Sunday, July 31, 2011

Experimenting in Gardening

Sometimes I have some really off base ideas.  It occurred to me that there should be some way I could use the poly/blend tote bags which are found in almost every retail store in my town.  They are cheap, sometimes only fifty cents, but usually are one dollar.  I thought it might work to use them as planters.  I had accumulated enough to experiment with them.  So, I filled the first one with good potting soil and planted some year old seeds in it.  I used white scallop squash seeds, often they are called "patty pan squash".  I even put a date on a card with indelible pen and took a picture of this first odd planter.  I was so pleased when all of the seeds came up.  I had put in many more than I wanted as I did not trust them to be viable.

Encouraged that they came up so well, I forged ahead and prepared more bags.  My neighbor volunteered one huge bag along with five different kinds of pumpkin seeds that she had saved from pumpkins  the  year before.  They all came up and looked so healthy that I faithfully watered them and watched them travel out of the bag and onto the hillside.  One of them now has a green pumpkin growing on the vine.  It is small, about the size of a golf ball.

After a month had passed and I watered and watched, I noticed something disturbing.  Two of the  bags were disintegrating.  I had a tiny white squash on the patty pan plant, but in time it began to shrivel.  One of the pumpkin bags was disintegrating rapidly.  It was literally crumbling.  I began to pull on the bag and saw that the water was not getting down into the bag.  We are in a drought and no doubt I had not kept up with the watering as well as I needed to.  I had a decision to make.

The patty pan was not going to make it and the soil was still usable so I put the whole thing in my rubber garden tub and took it over to the healthy pumpkins which were traveling down the hill.  I tore away the  shreds of the bag and dumped the good soil all around it and gave it a good drenching.  Hopefully it will be revived and still make at least one pumpkin.  The other pumpkin bag was partly in the shade and seemed to fare better, at least enough to have a little green pumpkin on it.

I will still water these pumpkins for the rest of the summer, but my experiment did not prove to give me a good way to grow plants.  It seemed like a good idea, to tote the plant around.  I still have some hope for one of the bags which was in part shade.  It is still intact and is showing promise.  This bag is larger than the others and on the side is printed "Dalton Carpet.com".  They do make good carpets in Dalton.  It could be that this bag will last and there may be hope for my idea after all.

After I had started my experiment I received the May/June issue of Birds and Blooms.  A reader had sent in a picture of a tote bag from the Wine Store.  She had the same idea that I had for using her tote for a mobile planter.  She had sent a picture of the bag with spinach (from the market) inside the bag.  I knew it was not actually grown in the bag as it was mature and the bag was too clean.  I am wondering how her idea worked out for her.
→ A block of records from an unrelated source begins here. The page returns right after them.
PR #1211, opened 2026-08-24
feat: support bullmq 6 and ioredis 6

kibertoad:
## What

BullMQ 6 and ioredis 6 support across the three packages that touch them.

| Package | Change |
| --- | --- |
| `background-jobs-common` | `bullmq` peer `^5.28.2` -> `^5.28.2 \|\| ^6.0.0`, `ioredis` peer `^5.4.1` -> `^5.4.1 \|\| ^6.0.0` |
| `healthcheck-utils` | `ioredis` peer `^5.4.1` -> `^5.4.1 \|\| ^6.0.0` |
| `fastify-bullboard-plugin` | `@bull-board` 8 -> 9 (which supports bullmq 6), devDependency on bullmq 6 |

Dev dependencies move to bullmq 6.2.0 / ioredis 6.0.0, so CI exercises the new majors.

## BullMQ 6 changes that touched `background-jobs-common`

- `paused` was removed from `JobType` (v6 pauses through queue metadata instead of a separate list). The
  pending-job type list moved to a shared `PENDING_JOB_TYPES` constant. `getJobCount` still asks for the
  `paused` count: on v6 that key is never written, so it contributes 0, and on v5 the behaviour is unchanged.
- `debounce` and `repeat` were dropped from `JobsOptions`. `stripChildOnlyFields` deletes them through a
  record, so it keeps guarding against a JS caller smuggling them onto a flow child under either major.
- `FlowChildJob` was renamed to `FlowJobNode`. The type is now derived from `FlowJob['children']`, which
  resolves to the right thing on both.
- Legacy repeatable jobs are gone. The two repeatable tests now create the schedule through
  `queue.upsertJobScheduler`, which exists in both majors.

## ioredis 6 change

`zrange`'s stop argument narrowed to `string | Buffer`, so `backgroundJobProcessorGetActiveQueueIds` and its
tests pass `'-1'` instead of `-1`.

## `fastify-bullboard-plugin`

`@bull-board` 9 peers `bullmq ^5.79.2 || ^6.0.0`. One source change: `QueueConstructor` no longer declares the
third constructor parameter. BullMQ 6 replaced it (`Connection`) with a `BackendFactory`, and the plugin never
passed it, so the type now mirrors `QueueProConstructor` and accepts BullMQ's `Queue` on both majors. Marked
`major` in the changeset because @bull-board 9 ships a redesigned dashboard UI and the exported type narrowed.

## Is v5 still genuinely supported?

Yes. Every change is behaviour-identical on v5: the same six job types are passed, the same four job options are
deleted, `NonNullable<FlowJob['children']>[number]` resolves to exactly `FlowChildJob`, `zrange` sends the same
wire command, and `upsertJobScheduler` has existed since bullmq 5.16.

Caveat worth naming: CI runs one version, so the 5.x side is a point-in-time check rather than a standing
guarantee. A version matrix can be added if that should be locked down.

## Verification

- `tsc --noEmit` clean for all three packages against bullmq 6.2.0 + ioredis 6.0.0 **and** against
  bullmq 5.81.3 + ioredis 5.11.1.
- Test suites pass on both lines. The two `ignores missing job error during automatic purging` failures seen
  locally reproduce on `main` unchanged and are unrelated to this PR.
- `pnpm run build` green across the workspace.

Runtime dependencies (`@lokalise/node-core`, `redis-semaphore`, `ts-deepmerge`) were already at their latest
releases, so nothing to bump there.

## AI Assistance Tracking

### DIFF
--- a/.changeset/bullmq-6-support.md
+++ b/.changeset/bullmq-6-support.md
@@ -1,8 +1,11 @@
 ---
 "@lokalise/background-jobs-common": minor
+"@lokalise/healthcheck-utils": minor
 ---
 
-Support BullMQ 6 and ioredis 6 alongside 5: peer ranges widen to `^5.28.2 || ^6.0.0` and `^5.4.1 || ^6.0.0`.
+Support BullMQ 6 and ioredis 6 alongside 5. `background-jobs-common` widens its peer ranges to
+`^5.28.2 || ^6.0.0` (bullmq) and `^5.4.1 || ^6.0.0` (ioredis); `healthcheck-utils` widens its ioredis peer
+to `^5.4.1 || ^6.0.0`.
 
 BullMQ 6 removes `paused` from `JobType`, drops `debounce` and `repeat` from `JobsOptions`, and renames the
 `FlowChildJob` type to `FlowJobNode`. The library now derives the flow child type from `FlowJob` and deletes the
--- a/.changeset/bullmq-6-support.md
+++ b/.changeset/bullmq-6-support.md
@@ -1,0 +1,10 @@
+---
+"@lokalise/background-jobs-common": minor
+---
+
+Support BullMQ 6 and ioredis 6 alongside 5: peer ranges widen to `^5.28.2 || ^6.0.0` and `^5.4.1 || ^6.0.0`.
+
+BullMQ 6 removes `paused` from `JobType`, drops `debounce` and `repeat` from `JobsOptions`, and renames the
+`FlowChildJob` type to `FlowJobNode`. The library now derives the flow child type from `FlowJob` and deletes the
+removed job options through a record, so one source tree compiles against both majors. `getJobCount` still counts
+the `paused` state; on BullMQ 6 that key is never written and contributes 0.
--- a/packages/app/background-jobs-common/src/background-job-processor/managers/FlowManager.ts
+++ b/packages/app/background-jobs-common/src/background-job-processor/managers/FlowManager.ts
@@ -1,5 +1,4 @@
 import type {
-  FlowChildJob,
   FlowJob,
   FlowOpts,
   FlowProducer,
@@ -29,13 +28,22 @@ import type {
   SupportedQueueIds,
 } from './types.ts'
 
+/**
+ * A node below the flow root. BullMQ v5 exports this as `FlowChildJob`, v6 as
+ * `FlowJobNode`; reading it off `FlowJob` gives the same shape on both majors.
+ */
+type BullmqFlowChildJob = NonNullable<FlowJob['children']>[number]
+
 const stripChildOnlyFields = (opts: JobsOptions): JobsOptions => {
-  const next: JobsOptions = { ...opts }
+  // `debounce` and `repeat` were dropped from JobsOptions in BullMQ v6, so
+  // delete through a record: TypeScript no longer knows those keys, but a JS
+  // caller can still pass them in.
+  const next = { ...opts } as Record<string, unknown>
   delete next.deduplication
   delete next.debounce
   delete next.parent
   delete next.repeat
-  return next
+  return next as JobsOptions
 }
 
 /**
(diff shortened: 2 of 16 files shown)


.changeset/bullmq-6-support.md
```diff
@@ -0,0 +1,10 @@
+---
+"@lokalise/background-jobs-common": minor
+---
```
CarlosGamero, line 4: Probably worth doing together with `healthcheck-utils` and `fastify-bullboard-plugin`

kibertoad: Done, both are in now.

`healthcheck-utils`: ioredis peer widened to `^5.4.1 || ^6.0.0`, devDependency on 6. No source change needed.

`fastify-bullboard-plugin`: moved to `@bull-board` 9 (peers `bullmq ^5.79.2 || ^6.0.0`) and bullmq 6. One source change: `QueueConstructor` dropped its third constructor parameter. BullMQ 6 replaced `Connection` with a `BackendFactory`, and the plugin never passed that argument, so the type now mirrors `QueueProConstructor` right above it and accepts BullMQ's `Queue` on both majors. Marked `major` in the changeset since @bull-board 9 ships a redesigned dashboard UI and the exported type narrowed.

Verified all three packages: `tsc --noEmit` and tests green against bullmq 6.2.0 + ioredis 6.0.0 *and* against bullmq 5.81.3 + ioredis 5.11.1.

Worth flagging: CI only exercises one version (6), so the 5.x side is a point-in-time check rather than a standing guarantee. Happy to add a version matrix if you want that locked down, or we can stop advertising v5 support

packages/app/background-jobs-common/src/background-job-processor/managers/FlowManager.ts
```diff
@@ -29,13 +28,22 @@ import type {
...
+ * `FlowJobNode`; reading it off `FlowJob` gives the same shape on both majors.
+ */
+type BullmqFlowChildJob = NonNullable<FlowJob['children']>[number]
+
 const stripChildOnlyFields = (opts: JobsOptions): JobsOptions => {
-  const next: JobsOptions = { ...opts }
+  // `debounce` and `repeat` were dropped from JobsOptions in BullMQ v6, so
+  // delete through a record: TypeScript no longer knows those keys, but a JS
+  // caller can still pass them in.
+  const next = { ...opts } as Record<string, unknown>
```
CarlosGamero: I am not sure about this, probably I would avoid the casting as callers are already going to need to adjust input right?

kibertoad: Casts are gone. The local is now widened by the two keys BullMQ 6 removed, so one `delete` list still serves both majors and `deduplication`/`parent` keep their real types:

```ts
type RemovedInBullmq6JobOptions = { debounce?: unknown; repeat?: unknown }

const stripChildOnlyFields = (opts: JobsOptions): JobsOptions => {
  const next: JobsOptions & RemovedInBullmq6JobOptions = { ...opts }
  delete next.deduplication
  delete next.debounce
  delete next.parent
  delete next.repeat
  return next
}
```

On the deletes themselves, I'd keep them: it isn't only about callers adjusting their input. `stripChildOnlyFields` runs over the queue-level defaults too, not just the per-call options:

```ts
const defaultOptions = stripChildOnlyFields((rawDefaults ?? {}) as JobsOptions)
const callerOptions = stripChildOnlyFields((options ?? {}) as JobsOptions)
```

`jobOptions` on `QueueConfiguration` is the full `JobOptionsType`, so a queue config can legitimately carry `deduplication` (and on v5 `repeat`/`debounce`) for `QueueManager.schedule`. When a flow child is built from that same config, those have to be dropped or BullMQ rejects the child. That's the library reusing its own config, not a caller passing something wrong.

There was no test covering it, so I added one: a child on `dedup_queue`, which has a queue-level `deduplication` default, must come back without it. Confirmed it fails if the `deduplication` delete is removed.

`debounce`/`repeat` are the weaker half of the list, agreed. On v6 they're unreachable and the deletes are no-ops; they only still matter for a v5 config. Happy to drop those two lines if you'd rather keep it to what v6 can express.

Rechecked on both lines: `tsc --noEmit` clean and full suite green against bullmq 6.2.0 + ioredis 6.0.0 and bullmq 5.81.3 + ioredis 5.11.1.

CarlosGamero (approved):

PR #1215, opened 2026-08-25
feat(backend-http-client): add transport-error detection helpers

Drodevbar:
## Changes

- Add `isTransportError` / `getTransportErrorCode` to `@lokalise/backend-http-client`: detect transport-level request failures without an HTTP response (undici `UND_ERR_*` timeouts and socket errors, `ECONNREFUSED`, `ECONNRESET`, `ETIMEDOUT`, `EPIPE`, `EAI_AGAIN`)
- Detection walks the `cause` chain (depth-capped, cycle-safe), so errors wrapped by `InternalRequestError` or `fetch` are recognized too

## Checklist

## AI Assistance Tracking


packages/app/backend-http-client/src/errors/transportError.ts
```diff
@@ -0,0 +1,39 @@
...
+])
+
+const MAX_CAUSE_DEPTH = 5
+
+/**
+ * Returns the transport-error code of the given error (or of an error in its
+ * `cause` chain, e.g. when wrapped by InternalRequestError or fetch), or
+ * undefined when the error is not a transport-level failure.
+ */
+export function getTransportErrorCode(error: unknown): string | undefined {
```
CarlosGamero: Should we maybe narrow down type to the possible it might return? Not sure if really usefult so please feel free to challenge

CarlosGamero (approved):

packages/app/backend-http-client/src/errors/transportError.ts
Drodevbar: makes sense, narrowed the type

jmatom:
nit (just a business / scope question for myself): should those transport errors cause a retry at the method `withRetry`? or are we delegating it into every project using the library? thanks @Drodevbar

packages/app/backend-http-client/src/errors/transportError.ts
```diff
@@ -0,0 +1,45 @@
...
+const MAX_CAUSE_DEPTH = 5
+
+/**
+ * Returns the transport-error code of the given error (or of an error in its
+ * `cause` chain, e.g. when wrapped by InternalRequestError or fetch), or
+ * undefined when the error is not a transport-level failure.
+ */
+export function getTransportErrorCode(error: unknown): TransportErrorCode | undefined {
+  let current: unknown = error
+  for (let depth = 0; depth <= MAX_CAUSE_DEPTH; depth++) {
```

When things do not work out as I had planned with my experiments, I think of Robert Burns the Scottish poet.  He was ploughing in his field and uprooted the nest of a little mouse.  He wrote a poem about it called "To a Mouse".  Lines from that poem have become known world wide.  He felt really bad that he had disturbed the mouse's home as it was in the month of November and the mouse did not have time, or materials available to built another nest before harsh weather.  The lines are "the best laid plans of mice and men, often go awry".  Below is the verse of the poem in which the line appears.

                   But mousie, thou are no thy-lane,     (not alone)
                   in proving foresight may be vain:
                   The best laid schemes o' Mice and Men,
                               Gang aft agley,     (often go awry)
                   An' lea'e us nought but grief an' pain,
                                For promis'd joy!

It is believed that he was comparing his own life to the problems of the mouse.  He loved nature and was deeply hurt by what he had done to the tiny creature.  No doubt he had plans in his personal life which did not turn out as expected, and was reminded of them by this event in his garden.  My experiment not turning out well did not disturb me at all.  I have plenty of other experiments in progress to make up for this failed one.